Scalable Hierarchical Particle Algorithms for Galaxy Formation and Accretion Astrophysics, Final Report

T-6 galaxy icon

Introduction

A full understanding of galaxy evolution can not be obtained with purely analytic techniques. The best tool available to investigate the consequences of particular cosmological theories is the parallel supercomputer. Recent advances in both hardware and software allow accurate numerical simulations of complex, nonlinear astrophysical phenomena to be carried out. Our simulations of large scale structure over the past several years have allowed us to perform controlled numerical experiments, evolving the universe from the Big Bang to the present. These N-body simulations represent the state-of-the-art in numerical cosmology and parallel N-body algorithms, consuming over 5 petaflops (5 times 10 to the 15th power floating point operations) to date.
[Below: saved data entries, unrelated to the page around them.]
PR #332, opened 2021-09-20
Add `regexp/no-misleading-unicode-character` rule

RunDevelopment:
Relates to #325.

This adds the `no-misleading-unicode-character` rule as discussed [here](https://github.com/ota-meshi/eslint-plugin-regexp/issues/325#issuecomment-922271310). There are a few differences to ESLint's `no-misleading-character-class` rule:

- We support misleading quantifiers.
- Reports are auto-fixed.
- Reports are much more granular.
- We ignore characters using escape sequences. We only care about visible characters, not hexadecimal escapes. E.g. ESLint's rule will report `/[\ud83d\udc4d]/`, we won't.

One open question: Should we auto-fix?
Right now, the rule will auto-fix wherever possible using groups. We essentially assume that people want to treat graphemes as single units. That is a very reasonable assumption but an assumption nonetheless.

### DIFF
--- a/lib/rules/no-misleading-unicode-character.ts
+++ b/lib/rules/no-misleading-unicode-character.ts
@@ -1,0 +1,276 @@
+import type { RegExpVisitor } from "regexpp/visitor"
+import type { RegExpContext } from "../utils"
+import { isEscapeSequence, createRule, defineRegexpVisitor } from "../utils"
+import GraphemeSplitter from "grapheme-splitter"
+import type { ReadonlyFlags } from "regexp-ast-analysis"
+import { mention, mentionChar } from "../utils/mention"
+import type {
+    CharacterClass,
+    CharacterClassElement,
+    Quantifier,
+} from "regexpp/ast"
+import type { PatternRange } from "../utils/ast-utils/pattern-source"
+
+const splitter = new GraphemeSplitter()
+
+/** Returns whether the given string starts with a valid surrogate pair. */
+function startsWithSurrogate(s: string): boolean {
+    if (s.length < 2) {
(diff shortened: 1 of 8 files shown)


lib/rules/no-misleading-unicode-character.ts
```diff
@@ -0,0 +1,276 @@
...
+    const prefix = problems
+        .map((p) => p.grapheme)
+        .sort((a, b) => b.length - a.length)
+        .join("|")
+
+    // The rest of the character class
+    let ccRaw = cc.raw
+    for (let i = problems.length - 1; i >= 0; i--) {
+        const { start, end } = problems[i]
+        ccRaw = ccRaw.slice(0, start) + ccRaw.slice(end)
```
ota-meshi, line 142: Maybe we need to do the following:

```suggestion
        ccRaw = ccRaw.slice(0, start - cc.start) + ccRaw.slice(end - cc.start)
```

I found that it couldn't be autofixed well in the following cases:

```js
/[竈門禰󠄀豆子]|[煉󠄁獄杏寿郎]/
```

ota-meshi (changes requested):

ota-meshi:
> Should we auto-fix?

I personally find auto-fix useful for me, but I think it may be better for some language native users not to auto-fix.
I think it may be better to move to the Suggestion API to avoid confusion. Or add `fixable` option like `no-unused-capturing-group`.

RunDevelopment:
I like the `fixable` option.

ota-meshi (approved):
LGTM! Thank you!

PR #333, opened 2021-09-22
Add `regexp/no-control-character` rule

RunDevelopment:
Relates to #325.

Changes to ESLint's rule:

- There are suggestions for the characters `\0\r\n\t\v\f`.
- This rule allows `\0\r\n\t\v\f` in `RegExp` constructor strings. E.g. `RegExp("\n")` is allowed.
- The rule detects escaped control characters. E.g. `RegExp("\\\x0a")` is reported.


ota-meshi (approved):
LGTM!

>  RegExp("\n") is allowed.

That's nice! Thank you!

PR #335, opened 2021-09-24
Fix `no-useless-lazy` false negative

### LINKED ISSUE #334: `no-useless-lazy` doesn't handle negated lookarounds correctly
**Description**
I just noticed that `no-useless-lazy` didn't report `/\b\w+?\b/` even though the lazy modifier is useless because the quantifier is effectively possessive.

image

```js
/* ✗ BAD */
var foo = /f\w+?(?=\W)/; // correct
var foo = /f\w+?\b/;     // false negative
var foo = /f\w+?(?!\w)/; // false negative
var foo = /f\w+?$/;      // false negative
```

RunDevelopment:
This fixes #334.

image

### DIFF
--- a/lib/rules/no-useless-lazy.ts
+++ b/lib/rules/no-useless-lazy.ts
@@ -102,10 +102,7 @@ export default createRule("no-useless-lazy", {
                             matchingDir,
                             flags,
                         )
-                        if (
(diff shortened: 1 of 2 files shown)


ota-meshi (approved):
LGTM!

PR #338, opened 2021-09-26
Improve `sort-flags` to fix unknown patterns

### LINKED ISSUE #337: `sort-flags` should autofix flags that's a string literal
**Information:**
- ESLint version: 7.32.0
- `eslint-plugin-regexp` version: 1.3.0

**Description**

`/a/us` is fixable, but `RegExp('a', 'us')` is not.

RunDevelopment:
Fixes #337.

The main change is that `fixReplaceFlags` now takes an `includePattern` parameter. This controls whether a flags fix includes the whole pattern as well. Including the whole pattern is necessary in pretty much all cases except for sorting (and maybe some others), so it will default to `true`.

### DIFF
--- a/lib/rules/sort-flags.ts
+++ b/lib/rules/sort-flags.ts
@@ -42,7 +42,7 @@ export default createRule("sort-flags", {
                         loc: getFlagsLocation(),
                         messageId: "sortFlags",
                         data: { flags: flagsString, sortedFlags },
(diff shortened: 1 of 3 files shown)


ota-meshi (approved):
Thank you for the quick fix! LGTM!

RunDevelopment:
Thank you for the quick release @ota-meshi!

PR #339, opened 2021-09-27
Chore: minor upgrade dev deps

ota-meshi:
This PR is a minor upgrade of devDependencies.

In addition, I apply the format and autofix, manually fixed that cannot be autofix, and fixed the Type error.

Also, the versions of some packages below have been changed from `^` to `~`:

- eslint-plugin-regexp
- prettier
- typescript

This helps to fix format and type errors little by little, as renovate sends a lot of PR. (We can close it PR if we don't need it.)


lib/utils/mention.ts
```diff
@@ -39,14 +39,14 @@ function escape(value: string): string {
     //  2. Escape all non-escape control character
     return (
         value
-            .replace(/\\([\s\S])/g, (m, char) => {
+            .replace(/\\(?<char>[\s\S])/gu, (m, _1, _o, _s, { char }) => {
```
RunDevelopment, line 42: Not sure if that's an improvement...

Just because we gave a group name, doesn't mean that we are required to use it.
```suggestion
            .replace(/\\(?<char>[\s\S])/gu, (m, char) => {
```

lib/utils/mention.ts
```diff
@@ -39,14 +39,14 @@ function escape(value: string): string {
...
                 if (char.charCodeAt(0) < 0x20) {
                     return escapeControl(char)
                 }
                 return m
             })
-            // eslint-disable-next-line no-control-regex -- x
-            .replace(/[\0-\x1f]/g, escapeControl)
+            // eslint-disable-next-line no-control-regex, regexp/no-control-character -- x
```
RunDevelopment, line 48: Why is `regexp/no-control-character` active? Are we using our `all` config?

lib/utils/type-tracker/index.ts
```diff
@@ -587,6 +592,7 @@ export function createTypeTracker(context: Rule.RuleContext): TypeTracker {
         const declarations = symbol && symbol.declarations
         const declaration = declarations && declarations[0]
         if (
+            declaration &&
```
RunDevelopment, line 595: This doesn't look like reformating. There are also a few other changes of this sort in `lib/utils/type-tracker/**` files. What's that about?

tools/update-docs.ts
```diff
@@ -154,9 +157,9 @@ This rule was introduced in eslint-plugin-regexp ${this.since}
         const { meta } = this.rule
 
         this.content = this.content.replace(
-            /<eslint-code-block(.*?)>/gu,
-            (_t, str) => {
-                const ps = str
+            /<eslint-code-block(?<attrs>.*?)>/gu,
+            (_t, _1, _o, _s, { attrs }) => {
```
RunDevelopment, line 161: Same here.
```suggestion
            (_t, attrs) => {
```

tools/update-readme.ts
```diff
@@ -36,14 +36,14 @@ fs.writeFileSync(
         .replace(/<!--DOCS_IGNORE_START-->[\s\S]*?<!--DOCS_IGNORE_END-->/gu, "")
         .replace(
             // eslint-disable-next-line regexp/no-super-linear-backtracking -- it's acceptable here
-            /\(https:\/\/ota-meshi.github.io\/eslint-plugin-regexp(.*?)([^/]*\.html)?\)/gu,
-            (_ptn, c1: string, c2: string) => {
-                let result = `(.${c1}`
-                if (c2) {
+            /\(https:\/\/ota-meshi.github.io\/eslint-plugin-regexp(?<paths>.*?)(?<name>[^/]*\.html)?\)/gu,
+            (_ptn, _1, _2, _o, _s, { paths, name }) => {
```
RunDevelopment, line 40: And here.
```suggestion
            (_ptn, paths, name) => {
```

tools/update-rules.ts
```diff
@@ -7,7 +7,9 @@ import { rules } from "./lib/load-rules"
  * Convert text to camelCase
  */
 function camelCase(str: string) {
-    return str.replace(/[-_](\w)/gu, (_, c) => (c ? c.toUpperCase() : ""))
+    return str.replace(/[-_](?<char>\w)/gu, (_, _1, _o, _s, { char }) =>
```
RunDevelopment, line 10: And here
```suggestion
    return str.replace(/[-_](?<char>\w)/gu, (_, char) =>
```

RunDevelopment (changes requested):
I agree with this PR in general. Just a few nits.

lib/utils/mention.ts
ota-meshi: In the current rule config, that code is reported by `regexp/no-unused-capturing-group`.

```js
/* eslint
   regexp/no-unused-capturing-group: error,
   regexp/prefer-named-capture-group: error
*/
"value"
  .replace(/\\(?<char>[\s\S])/gu, (m, _1, _o, _s, { char }) => {
    // ...
  });

// Capturing group 'char' has a name, but its name is never used. ( regexp/no-unused-capturing-group )
"value"
  .replace(/\\(?<char>[\s\S])/gu, (m, char) => {
    // ...
  });

// Capture group '([\s\S])' should be converted to a named or non-capturing group. ( regexp/prefer-named-capture-group )
"value"
  .replace(/\\([\s\S])/gu, (m, char) => {
    // ...
  });
```

[DEMO](https://ota-meshi.github.io/eslint-plugin-regexp/playground/#eJydkcFOhDAQhl/lTy/ABmi8ou4efASP1pgujEDCtmRKNyaEd7dFd10PZtUmk04n/0y/v51FbRsSlZAbkBt6MykDgKmlt1EaW3jjHTVFrcfJc2/aomXrxwrEbDm/FI9Mr8SF0Yeznr6pldlIZZQ46sGTErG3ZBoHXVMqVVjp7q7uNG+flHJKPT5nsvU50kOOl5sQNoTLMSOKsGS432JeCSAlyrKM+ZLdhjtMKDyckLFCIIltCTrtoBEpc+z9hH5y6wl92OlIjGi4RHr1EZD9000s/46eTuzpeUoC11k/NNgTamsC8EQNJvtpqoFlGGu+YD9GXBj6+aOuOfqzFZEL9gM5Uc3L8g6Ey8sa)

We may need to add an option to one of the rules to allow you to opt out of reporting the replace with function.

What do you think of adding the `ignoreUnusedNameWhenReplaceWithFunction` option, which excludes reports when the replace with function even if the name is not used, to the `regexp/no-unused-capturing-group` rule?

lib/utils/type-tracker/index.ts
RunDevelopment: Ok, that's fine.

lib/utils/mention.ts
RunDevelopment: Isn't the reason we have this problem in the first place that `no-unused-capturing-group` does 2 things? It:

1. checks whether capturing groups are used (as the name suggests) and
2. checks whether the names of capturing groups are used.

Couldn't we add an option `checkNames: boolean` instead? This option would control if names are checked.

lib/utils/mention.ts
RunDevelopment: I agree that using `recommended` is better.

lib/utils/mention.ts
ota-meshi: I also considered the option of not checking the use of all names, but I think it's more readable to use names in replaces with placeholders.

`"str".replace(/(?<foo>foo)/, '$<foo>')` > `"str".replace(/(?<foo>foo)/, '$1')`

So I think it's a good ​to add the `ignoreUnusedNameWhenReplaceWithFunction` option.

However, I think your point about the rule checking for things other than what the name suggests is true.
Do you think it's better to do the following?

- Remove the name check from the `no-unused-capturing-group` rule.
- Add new rule `no-unused-named-capturing-group` rule.
- Add an option to exclude replace with function in the new rule.

lib/utils/mention.ts
ota-meshi: I will change this PR once the `no-unused-capturing-group` issue is resolved :+1:

lib/utils/mention.ts
RunDevelopment: Checking whether names are used is useful, so I think that we should keep it in some form.

I think adding a new rule might be the best solution. Since both `no-unused-capturing-group` and the new rule have to know whether a capturing group is used at all, we should also factor out the logic for capturing group usage (as part of `RegExpContext` just like `getUsageOfPattern`). 

This logic can be useful to other rules as well (e.g. `prefer-named-replacement`). (Do we have other rules that need this kind of capturing group information too?)

Also, I think `no-unused-capturing-group-name` is a better name.

> `"str".replace(/(?<foo>foo)/, '$<foo>')` > `"str".replace(/(?<foo>foo)/, '$1')`

Agreed. We should probably have a rule for this. Something like `prefer-named-replacement`.

ota-meshi: The `prefer-named-replacement` rule is sounds good to me!

> Do we have other rules that need this kind of capturing group information too?

We also need to verify the return values of `exec`,` match`, and `matchAll`, but I don't think it's more readable than replacement. I think it's a good to add this as a separate rule. For example `prefer-regexp-result-array-groups`?

RunDevelopment: > We also need to verify the return values of `exec`, `match`, and `matchAll`, but I don't think it's more readable than replacement. I think it's a good to add this as a separate rule. For example `prefer-regexp-result-array-groups`?

I don't understand. [`no-unused-capturing-group`](https://ota-meshi.github.io/eslint-plugin-regexp/rules/no-unused-capturing-group.html) already verifies `exec` and `match`, doesn't it?

ota-meshi: I may have misunderstood. I will reread English.

RunDevelopment: I think I misunderstood your use of "verfiy". I interpreted your "verify" as "checks that a capturing group is used". 

However, `no-unused-capturing-group` already does this checking, so I don't see why we would need a new rule. What would `prefer-regexp-result-array-groups` do exactly?

ota-meshi: I was misunderstanding what you wrote.

> Do we have other rules that need this kind of capturing group information too?

Currently, I don't think there is anything other than `prefer-named-replacement` rule.

However, I propose again to add the `prefer-regexp-result-array-groups` rule. The `prefer-regexp-result-array-groups` rule uses that information. I also have to give a detailed description of the `prefer-regexp-result-array-groups` rule.

`prefer-regexp-result-array-groups` is a rule that inherits some named capturing group checks from `no-unused-capturing-group`. 
This rule prefers named access over array index access when using named capturing group in regex. Perhaps the process is similar to `prefer-named-replacement`.
When adding `prefer-regexp-result-array-groups`, exclude the same check from `no-unused-capturing-group`.

The example code that `prefer-regexp-result-array-groups` warns is:

```js
const reFoo = /(?<foo>foo)/
let resArr
while (resArr = reFoo.exec(str)) {
  const foo = resArr[1]
  //             ^^^ Use `resArr.groups.foo` instead.
  //             Currently it is warned by no-unused-capturing-group, but change it to not warn.
}
```

The sample code that the new rule does not warn is:

```js
const reFoo = /(?<foo>foo)/
let resArr
while (resArr = reFoo.exec(str)) {
  const foo = resArr.groups.foo // correct
}
```

```js
const reFoo = /(foo)/
let resArr
while (resArr = reFoo.exec(str)) {
  const foo = resArr[1] // Not using named capturing group in regex.
}
```

```js
const reFoo = /(foo)/
let resArr
while (resArr = reFoo.exec(str)) {
  const match = resArr[0] // The capturing group was not used. It's warned by no-unused-capturing-group rule.
}
```

The `prefer-regexp-result-array-groups` rule checks not only the `exec` but also the return values of `match` and `matchAll`.

RunDevelopment: Oh, I see. Thank you for the clarification! That rule sounds really good. I'll make an issue for this, so we can track progress.

---

I think we almost solved the original topic with this. `no-unused-captruing-group` will no longer check name usage. The two proposed rules `prefer-regexp-result-array-groups` and `prefer-named-replacement` will handle it.

But this still leaves cases like the `replace` of this comment. Are we going to:

1. Add a new rule specifically for unused names?
2. Add a new option to `no-unused-captruing-group` that can turn name-checking off?

Some people might not have the `prefer-named-capturing-group` enabled and want to see unused names.

ota-meshi: > Add a new rule specifically for unused names?

I don't think we need to add any rules other than `prefer-regexp-result-array-groups` and `prefer-named-replacement`.
There is no way to report the following code, but I think that's okay.

```js
"value"
  .replace(/\\(?<char>[\s\S])/gu, (m, char) => {
    // ...
  });
```

If a user opens an issue requesting it, we will consider a new rule.

> Add a new option to no-unused-captruing-group that can turn name-checking off?  
> Some people might not have the prefer-named-capturing-group enabled and want to see unused names.

That's a good point. I think it's a good to add a new option and remove it in v2. However, I will remove the report of unused names in the replacer function.

ota-meshi:
I will change this PR to Draft until some issues are resolved and new rules are applied.

lib/utils/mention.ts
RunDevelopment: > If a user opens an issue requesting it, we will consider a new rule.

I think that's a good plan.

> I think it's a good to add a new option and remove it in v2. However, I will remove the report of unused names in the replacer function.

We could also just remove the name-checking completely. The rule will report strictly less, so we can release it in the next minor version.

---

Also, we should definitely remove the name "fixing". Auto-removing unused names is not a good idea when we have rules that use those names. See [here](https://ota-meshi.github.io/eslint-plugin-regexp/playground/#eJwFwVEKgzAMANCrhHypzJX9dmM7iNlHZ2MpSFPSBgTx7nvvxFUio0c3Abc9lw7KiY/qisxWrHGc11C7aS5pTipWPSyErCpKeIMTtnyE384euhrD9YXJUaHihs9rE3mHEUKLQPRw2e6dWx8ICccnXn+VjSmq).

image

However, technically the fault lies with `prefer-named-backreference`. Fixes from `prefer-named-backreference` depend on the capturing group name remaining unchanged, so the capturing group name should be included in its fix (to create conflicts with anyone trying the change the capturing group name).

So how do we fix this? Do we:

1. Allow nobody to change/remove capturing group names.
2. Add the capturing group name to the fix for rules depending on the name.

This is relevant for #347 and #344 as well.

ota-meshi: Thank you for letting me know. I changed my mind.
I think `no-unused-capturing-group` name-checking can be considered a kind of bug that conflicts with other rules and should completely remove name-checking. I will quit adding option.

RunDevelopment (approved):
Thank you @ota-meshi!

RunDevelopment:
Out of curiosity: How many of those `.group` changes were auto-fixed by the rule?

PR #345, opened 2021-09-28
Add `regexp/use-ignore-case` rule

### LINKED ISSUE #201: Suggest `i` flag if it simplifies the pattern
If a pattern can be simplified by adding the `i` flag (e.g. `/[a-fA-F]/` -> `/[a-f]/i`), it might be a good idea to suggest that to the user.

The conditions for this rule to add the `i` flag (and subsequently simplify the pattern) are:

1. The `i` flag isn't present.
2. All characters, character classes, and character sets match the same character(s) regardless of the `i` flag (aka. the flag doesn't change the meaning of the pattern.)
3. There is at least one character class that can be simplified because of the added `i` flag. E.g. a character range can be removed, or a character class can be replaced by a character or character set, or similar.

RunDevelopment:
This resolves #201, a somewhat long-standing issue.

Other changes:

- I moved the case-invariance logic from `no-useless-flags` into its own file, so `use-ignore-case` can use it.
- I fixed a bug with `fixReplaceFlags`. The new `includePattern` parameter added in #338 was ignored for regex literals. I noticed this big because `use-ignore-case`'s fix didn't work.


ota-meshi (approved):
Awesome!

PR #348, opened 2021-09-30
Improve `no-unused-capturing-group` docs

### LINKED ISSUE #346: Further explanation for `no-unused-capturing-group`
I coincidentally found stylelint/eslint-config-stylelint#141 today and I thought that the discussion around `no-unused-capturing-group` was interesting.

In the documentation of `no-unused-capturing-group`, we say that non-capturing groups should be used to "optimize regular expressions" (as in "improve performance") but I don't think that's the only reason non-capturing groups should be preferred. 

Using non-capturing groups also communicates intend more clearly. A capturing group is similar to a variable in that its value (the captured text) is stored and can be accessed, and like with variables, unused capturing groups are code smell. If a regex contains a capturing group, then I'll expect its captured text to be used in some form or another.

If it's alright with you @ota-meshi, then I'll add this reasoning to the documentation.

RunDevelopment:
Fixes #346.

### DIFF
--- a/docs/rules/no-unused-capturing-group.md
+++ b/docs/rules/no-unused-capturing-group.md
@@ -14,7 +14,7 @@ since: "v0.6.0"
 
 ## :book: Rule Details
 
-This rule aims to optimize regular expressions by replacing unused capturing groups with non-capturing groups.
+This rule reports unused capturing groups.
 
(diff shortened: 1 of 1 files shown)


ota-meshi (approved):
Thank you!!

Without such computer experiments the study of cosmological structure formation, the birth of galaxies and their interactions, quasars, supernovae, or the consequences of accretion of comets and asteroids onto planets within the solar system would be virtually impossible. These phenomena are all characterized by multiple spatial and temporal scales which must be accounted for in an effort to gain insight into the nature of the astrophysical processes which shape their evolution. In all of these situations gravity and hydrodynamics play important roles. In our project to tackle these problems, we have developed a software infrastructure based on parallel tree data structures which is capable of solving a large class of problems efficiently on parallel supercomputers.

While these simulations have answered several questions, there is still an almost embarassing richness of unexplored alternatives. Fortunately, all of the alternatives will soon confront even more precise observational data, and their success will be evaluated by means of larger and more accurate simulations.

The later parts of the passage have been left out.